I'm not really sure why I wrote this. I guess I was in a depressig mood. So enjoy my dark, one-sided Yuffentine...Don't own it.

He wasn't sure why he kept coming back to this one street corner, this one house. Vincent watched the couple through the windows for three nights.

On the first night, they had a silent dinner and argued soon after, about what Vincent wasn't sure, he could not hear them. The woman slept on the couch in the living room, a place usually taken by the husband after a fight. Vincent watched her fall asleep and made sure she was safe before leaving as dawn drew near.

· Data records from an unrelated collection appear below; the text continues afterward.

PR #277, opened 2020-12-10
Add custom check-deps target

olemke:
'make check' did not trigger a build of test_cpp_api. This commit
introduces a custom target 'check-deps' to which essential dependencies
for checks can be added to. Currently contains arts and test_cpp_api.

### DIFF
--- a/CMakeLists.txt
+++ b/CMakeLists.txt
@@ -411,25 +411,27 @@ if (CMAKE_GENERATOR STREQUAL "Xcode")
   set (CTEST_MISC_OPTIONS -C \${CONFIGURATION})
 endif (CMAKE_GENERATOR STREQUAL "Xcode")
 
+add_custom_target(check-deps)
+
 add_custom_target(check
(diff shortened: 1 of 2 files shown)


simonpf:
Hi Dave,


Nice manuscript! I liked the bit on the history of satellite observations in the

On the second night, the husband rose his voice to be heard by Vincent at the corner, but it was inaudible to him. The man inside the house lifted his hand threateningly, and the woman cowered before him, and she suddenly looked so fragile to Vincent, something she certainly had never been. The husband struck her across the face and she brought her own fingers up to the stinging mark left there. Her husband turned and left her slouched in the living room, bruises quickly forming around her eye and cheekbone. Vincent clenched his fist over the gun at his belt. The woman was crying. She sat in an armchair until sleep claimed her, and Vincent's heart ached to see her so miserable. Nevertheless, he left her to flee from the sun.

The next night, the third, Vincent came to the house in the middle of another argument. A physical argument. The man was beating his wife, not just one hit like the previous evening. He punched her and slapped her and kicked her when she fell. He threw things at her as she tried to crawl away, towards the door. Vincent stepped forward as the man reached for a weapon, but reminded himself that this was not his battle; he shouldn't be there anyway. The woman through the window cried out as metal dug into her flesh: so loud and clear that the scream echoed in Vincent's ears; the agony and regret in that scream pierced through his cold soul and left him hollow. He looked away from the little house as more mistreatment took place only meters away from where he was standing in the dark. When no more shrieks rang out into the night, Vincent turned his eyes to the house again. The windows were dark; the husband was nowhere to be seen. Vincent watched intently for any signs of life coming from the living room window until a small, pale arm rose up and shone in the moonlight as it touched the glass of the front window, leaving blood streaks as it slipped downward. The woman was trying to stand up. Thin red rivers ran down her thin arm and glistened in the eerie light of midnight.

Vincent turned and walked away then. He had made up his mind once and for all. He would never return to this street corner, he would never spy on his failure again. Yuffie's choices were nothing that concerned him, she had told him so the night she said goodbye forever, and he knew it.